■ **Exercise brief**
The data below has to be returned exactly, down to the last character.

[Stored items]
******************************

PR #168, opened 2021-07-08
Add a default type on makeStyles

xdumaine:
Motivation: Typescript 4 makes the type inference on `props` more strict, and where the type of props cannot be strictly inferred, consumers must add a a type parameter to satisfy makeStyles. Some do `makeStyles<{}>(...)` `makeStyles<Record<string, string>>(...)` or `makeStyles<uknown>()` for simplicity. Adding a default type ([matching the types in mui](https://github.com/mui-org/material-ui/blob/v4.12.1/packages/material-ui-styles/src/makeStyles/makeStyles.d.ts#L12)) makes this unnecessary for consumers upgrading to TS 4.x


ynotdraw (approved):
🙇 thank you!

danperkins (approved):

aecorredor (approved):

PR #170, opened 2021-07-16
fix: Add "align" to Text component

ynotdraw:
### Changes

- Add `align` prop to `<Text`
  - Currently only supporting the three I'm most aware of, `center`, `left`, `right`, and `justify`.  Can add more if folks use other options more frequently. https://developer.mozilla.org/en-US/docs/Web/CSS/text-align

I made this a `fix` conventional commit to do the `PATCH` version.


HaleyWardo (approved):
✨

markdlv (approved):

dexterca (approved):

evanheisler (approved):

smolster (approved):
A perfect PR, docs and all!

******************************

■ **Response box**
PR #168, opened 2021-07-08
Add a default type on makeStyles

xdumaine:
Motivation: Typescript 4 makes the type inference on `props` more strict, and where the type of props cannot be strictly inferred, consumers must add a a type parameter to satisfy makeStyles. Some do `makeStyles<{}>(...)` `makeStyles<Record<string, string>>(...)` or `makeStyles<uknown>()` for simplicity. Adding a default type ([matching the types in mui](https://github.com/mui-org/material-ui/blob/v4.12.1/packages/material-ui-styles/src/makeStyles/makeStyles.d.ts#L12)) makes this unnecessary for consumers upgrading to TS 4.x


ynotdraw (approved):
🙇 thank you!

danperkins (approved):

aecorredor (approved):

PR #170, opened 2021-07-16
fix: Add "align" to Text component

ynotdraw:
### Changes

- Add `align` prop to `<Text`
  - Currently only supporting the three I'm most aware of, `center`, `left`, `right`, and `justify`.  Can add more if folks use other options more frequently. https://developer.mozilla.org/en-US/docs/Web/CSS/text-align

I made this a `fix` conventional commit to do the `PATCH` version.


HaleyWardo (approved):
✨

markdlv (approved):

dexterca (approved):

evanheisler (approved):

smolster (approved):
A perfect PR, docs and all!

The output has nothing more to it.